Again I run into some problems with factors. No problem, I have a hammer. Two lists are generated, aggregated to a new dataframe (numbermat). And the function aggregate, on column 2, aggregated by year, and with the function mean, gives me the result.
numbers <- data$number
year <- data$year
numbermat <- data.frame(year, numbers, stringsAsFactors = FALSE)
avNumAut <- aggregate(numbermat[,2], list(numbermat$year), mean)
avNumAut
## Group.1 x
## 1 1947 1.638095
## 2 1948 1.534483
## 3 1949 1.514563
## 4 1950 1.586498
## 5 1951 1.623762
## 6 1952 1.793249
## 7 1953 1.659389
## 8 1954 1.678670
## 9 1955 1.618497
## 10 1956 1.631420
## 11 1957 1.659091
## 12 1958 1.648725
## 13 1959 1.633245
## 14 1960 1.670391
## 15 1961 1.740634
## 16 1962 1.735369
## 17 1963 1.815603
## 18 1964 1.764249
## 19 1965 1.898345
## 20 1966 1.865169
## 21 1967 1.838074
## 22 1968 1.900415
## 23 1969 2.053030
## 24 1970 1.982456
## 25 1971 1.967857
## 26 1972 2.033557
## 27 1973 2.065336
## 28 1974 2.064516
## 29 1975 2.194595
## 30 1976 2.173442
## 31 1977 2.144476
## 32 1978 2.349673
## 33 1979 2.320132
## 34 1980 2.328671
## 35 1981 2.284585
## 36 1982 2.561069
## 37 1983 2.436364
## 38 1984 2.309804
## 39 1985 2.440367
## 40 1986 2.645570
## 41 1987 2.506977
## 42 1988 2.849057
## 43 1989 2.805556
## 44 1990 2.740741
## 45 1991 3.021390
## 46 1992 2.915000
## 47 1993 3.113861
## 48 1994 3.052632
## 49 1995 3.313725
## 50 1996 3.224044
## 51 1997 3.188482
## 52 1998 3.302439
## 53 1999 3.432749
sum(numbermat[numbermat['year'] == "1947", 'numbers'])/length(numbermat[numbermat['year'] == "1947", 'numbers'])
## [1] 1.638095
I’m just checking – will the sum of the number of authors in 1947, divided with the number of papers, give me the same result as the aggregate?
It does.
plot(avNumAut)
Looking at the plot, it appears that the rise is almost linear from 1960 or so.
Looking at the columnnames, and passing it to a simple linear model:
str(avNumAut)
## 'data.frame': 53 obs. of 2 variables:
## $ Group.1: chr "1947" "1948" "1949" "1950" ...
## $ x : num 1.64 1.53 1.51 1.59 1.62 ...
x <- as.integer(unlist(avNumAut["Group.1"]))
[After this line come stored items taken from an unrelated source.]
Issue #1545, opened 2024-11-24
support postgres `json_object` syntax


lovasoa:
Postgresql supports the following syntax for the json_object function:

```sql
json_object('label' VALUE 'value')
json_object('label': 'value')
```

Reference: https://www.postgresql.org/docs/current/functions-json.html

Related: the `key: value` syntax was already implemented for mssql by @gaoqiangz in  https://github.com/apache/datafusion-sqlparser-rs/pull/1507 . We probably just need to enable it (+ a new VALUE separator) for postgres too

https://github.com/apache/datafusion-sqlparser-rs/issues/1506

Initially reported in https://github.com/sqlpage/SQLPage/issues/708

PR #1546, opened 2024-11-24
support `json_object('k':'v')` in postgres

lovasoa:
This just updates the postgres dialect definition to add support for the json_object syntax added in https://github.com/apache/datafusion-sqlparser-rs/pull/1507

The syntax was initially added for mssql but also works in postgres

See https://www.postgresql.org/docs/current/functions-json.html

See https://github.com/apache/datafusion-sqlparser-rs/issues/1545

support for `json_object('k' VALUE 'v')` is implemented [in a separate PR](https://github.com/apache/datafusion-sqlparser-rs/pull/1547)

PR #1547, opened 2024-11-24
`json_object('k' VALUE 'v')` in postgres

lovasoa:
Fixes https://github.com/apache/datafusion-sqlparser-rs/issues/1545

### DIFF
--- a/src/parser/mod.rs
+++ b/src/parser/mod.rs
@@ -11478,6 +11478,9 @@ impl<'a> Parser<'a> {
     }
 
     fn parse_function_named_arg_operator(&mut self) -> Result<FunctionArgOperator, ParserError> {
+        if self.parse_keyword(Keyword::VALUE) {
+            return Ok(FunctionArgOperator::Value);
+        }
         let tok = self.next_token();
         match tok.token {
             Token::RArrow if self.dialect.supports_named_fn_args_with_rarrow_operator() => {
@@ -11495,9 +11498,6 @@ impl<'a> Parser<'a> {
             }
             Token::Colon if self.dialect.supports_named_fn_args_with_colon_operator() => {
                 Ok(FunctionArgOperator::Colon)
-            }
-            Token::Word(w) if w.value.eq_ignore_ascii_case("value") => {
-                Ok(FunctionArgOperator::Value)
             }
             _ => {
                 self.prev_token();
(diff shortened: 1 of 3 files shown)


lovasoa:
The new test will fail until https://github.com/apache/datafusion-sqlparser-rs/pull/1546 is merged

src/parser/mod.rs
```diff
@@ -11411,6 +11411,9 @@ impl<'a> Parser<'a> {
             Token::Colon if self.dialect.supports_named_fn_args_with_colon_operator() => {
                 Ok(FunctionArgOperator::Colon)
             }
+            Token::Word(w) if w.value.eq_ignore_ascii_case("value") => {
```
iffyio, line 11414: would it make sense to have value be a keyword so that this can potentially become `if self.parse_keyword(Keyword::VALUE)`?

tests/sqlparser_postgres.rs
```diff
@@ -2812,6 +2812,19 @@ fn test_json() {
     );
 }
 
+#[test]
+fn test_json_object() {
```
iffyio, line 2816:
```suggestion
fn test_fn_arg_with_value_operator() {
```
thinking or something more generic? since the feature can apply in other cases and json_object has other variants

src/parser/mod.rs
lovasoa: Yes, I guess so, but I think this is out of the scope of this PR...

tests/sqlparser_postgres.rs
lovasoa: I applied your suggestion. But this feature really should not apply to other functions. The syntax `'key' VALUE 'value'` is specific to json_object and will not be parsed by actual databases in arbitrary functions. The decision to parse this as a generic function call instead of a particular expression was taken in https://github.com/apache/datafusion-sqlparser-rs/pull/1507#discussion_r1835440360 , so I did not come back on the design.

src/parser/mod.rs
iffyio: hmm not sure I follow by it being out of scope. Took a quick look and VALUE is also already a keyword so that the PR doesn't need to touch that file either. thinking the changes required in the pr could be something like this to use the convention vs comparing the raw string?
```rust
if self.parse_keyword(Keyword::VALUE) {
    return Ok(FunctionArgOperator::Value)
}
```

iffyio (approved):
LGTM! cc @alamb

alamb:
Thanks again @iffyio  and @lovasoa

y <- unlist(avNumAut["x"])
fit <- glm(y~x)
co <- coef(fit)
summary(fit)
##
## Call:
## glm(formula = y ~ x)
##
## Deviance Residuals:
## Min 1Q Median 3Q Max
## -0.28535 -0.12739 -0.03684 0.13649 0.33606
##
## Coefficients:
## Estimate Std. Error t value Pr(>|t|)
## (Intercept) -66.395759 2.870939 -23.13 <2e-16 ***
## x 0.034774 0.001455 23.90 <2e-16 ***
## ---
## Signif. codes: 0 '***' 0.001 '**' 0.01 '*' 0.05 '.' 0.1 ' ' 1
##
## (Dispersion parameter for gaussian family taken to be 0.02625785)
##
## Null deviance: 16.3357 on 52 degrees of freedom
## Residual deviance: 1.3392 on 51 degrees of freedom
## AIC: -38.54
##
## Number of Fisher Scoring iterations: 2
That is actually not that bad.
Lets plot it again, this time with the linear fit:
plot.new()
plot(x,y, xlab="Year", ylab="Avg. # of authors", main="Average number of authors on papers\n in Acta.Chem.Scand. increases over time")
abline(fit,col="blue")
Conclusion: My hypothesis is correct. Or rather, there actually is an increase in the average number of authors on a paper over time.